Title : ラ・クンパルシータ
Artist : サルガヴォ
No : INTD-1015
Price : ¥2100(税込み)
Release : 2010/6/23
ここはピアソラの見た夢の向こう側、すべての楽器が縦横無断に絡み合い、秩序を混沌を行き来する。聴こえてくるのは唯一無二のSalle Gaveauという音宇宙。

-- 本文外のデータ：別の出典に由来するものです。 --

PR #8361, opened 2024-06-07
Metrics upcoming breaking change

gfukushima:
## PR Description
This PR adds an entry to the changelog announcing the upcoming breaking changes in some metrics names due to the upgrade of the dependency `io.prometheus:simpleclient`.
## Documentation

## Changelog

### DIFF
--- a/CHANGELOG.md
+++ b/CHANGELOG.md
@@ -2,6 +2,8 @@
 
 ## Upcoming Breaking Changes
 
+- Next release will introduce a naming breaking change to some of the metrics due to a library upgrade. Revision 12 of the `Teku - Detailed` dashboard has been released and it is backward compatible. We recommend all users to upgrade their dashboard as soon as possible. Documentation with all metrics that have been renamed will be provided.
+
 ## Current Releases
 
 For information on changes in released versions of Teku, see
--- a/CHANGELOG.md
+++ b/CHANGELOG.md
@@ -2,7 +2,10 @@
 
 ## Upcoming Breaking Changes
 
-- Next release will introduce a naming breaking change to some of the metrics due to a library upgrade. Revision 12 of the `Teku - Detailed` dashboard has been released and it is backward compatible. We recommend all users to upgrade their dashboard as soon as possible. Documentation with all metrics that have been renamed will be provided.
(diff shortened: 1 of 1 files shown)


CHANGELOG.md
```diff
@@ -2,6 +2,11 @@
 
 ## Upcoming Breaking Changes
 
+- Next release will introduce a naming breaking change to some of the metrics due to a library upgrade.
```
lucassaldanha: NIT: I think we can break this a bit to make is clearer. Here is the layout I'm thinking:

Also, it would be good to have the version of the dashboard they should be using (and possibly the link to it?).

`Next release will introduce a breaking change to Teku's metrics. This is due to some metrics changing names after a library upgrade. A few existing Grafana dashboard panels won't work with the new metric names. We recommend all users to upgrade their dashboard to version <???> as soon as possible. 
Documentation with all metrics that have been renamed will be provided.`

lucassaldanha: > Documentation with all metrics that have been renamed will be provided.

Can we have the doc page up before we publish this? This way we can directly link to it.

gfukushima: I think the docs being published before the changes getting merged could be a little confusing, specially because we don't know in which release they will be. IMO it only makes sense to publish the docs after having the metrics changes merged into master.

lucassaldanha: Any docs change will go into the "development" version tag of the docs. Any user looking at the stable version of the document (or any other specific version) won't see the new content. This is the same with any other feature that has not been released in a stable version, we update the docs, and, after the release, the docs get "promoted" into the stable version.

gfukushima: Pushed a little change to the entry based on your suggestion. I think it makes sense to be specific on which dashboard has changed because this is the only dashboard affected.

gfukushima: This is a resume of what I think it could lead into some confusion.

2003年、鬼怒無月が「新しい音楽の可能性」を説いて集めたメンバーによる、ポスト・ピアソラミュージックを目指す五重奏団(キンテート)。ヴァイオリン、ギター、ピアノ、ベースと、バンドネオンをアコーディオンへ変更することで、タンゴを超えて音楽の可能性を飛躍的に広げた。2007年1月、1stアルバム「Alloy」を発表。4月には"Rock In Opposition 2007 France Event" (France)に、Magma,Faustらと共に出演。2008年にはシンガポールのモザイクミュージックフェスティバルにも出演し、その6月には待望の2ndアルバム「Strange Device」を発表。さらに8月にはドイツ、オランダ、フランス、オーストリア、イタリアの5カ国を巡るツアーを成功させ、9月にはパリの日本文化会館にて行われた国際交流基金主催による「Jazz in Japan 2008」に出演し海外からも高い評価を得ている。2010年には国内ツアー後、再度ヨーロッパツアーも予定しており、「世界の Salle Gaveau」としての注目を集めている。
Personnel :
鬼怒 無月(Natsuki KIDO)<<guitar>>
喜多 直毅(Naoki KITA)<<violin>>
佐藤 芳明(Yoshiaki SATO)<<accordion>>
鳥越 啓介(Keisuke TORIGOE)<<contrabass>>
林 正樹(Masaki HAYASHI)<<piano>>
作曲者、編曲者本人による楽曲解説
① 「ラ・クンパルシータ」 La Cumparsita
(作曲 Gerardo Matos Rodriguez)
(編曲 佐藤芳明)
〜古典曲のサルガヴォ的解釈〜
この曲は3つのアイデアから成り立っている。出発点は、「リフだけで構成されるような曲」のイメージ。各パートがリフだけで構成されて、それがいくつも連なる形で曲になっているというもの。もうひとつは「タンゴの古典的な曲をサルガヴォ的に解釈する」というもの。サルガヴォの為に曲を書く際、これまでは「ピアソラが進化したようなもの」をイメージして曲を書くことが多かったが、タンゴのスタンダード曲に挑戦するというアイデアは以前から温めていた。ちなみに'スタンダードの解体的アレンジ'もしくは'毒の盛り方'については、尊敬するピアニストの一人である田中信正さん(*1)が得意とする手法(*2)を参考にしている。それから、テンポの設定として参考にしたのがピアソラの『Tanguedia Ⅲ』(*3)。ロンド形式のごとく最初の主題に戻って、それぞれが徐々にテンポアップしていくという、独特のテンポ設定。これらのアイデアが、『悪魔にやられた悪魔』を書いている最中だったのにもかかわらずムクムクと形になり始め、2日ほどであっという間に出来上がってしまった。 (佐藤)
*1.フランス留学から帰ってきて一番驚いたピアニスト。現在ではドラム:森山威男さんのバンドに共に在籍しているが、未だに憧れ続ける存在。
*2.彼の手にかかると、例えば『Autumn Leaves(枯葉)』も『Billie's Bounce』(共に彼のソロアルバム「Mummy's Dance」収録)も、原曲のモチーフがきちんと生かされた、しかし全く別の曲に生まれ変わる。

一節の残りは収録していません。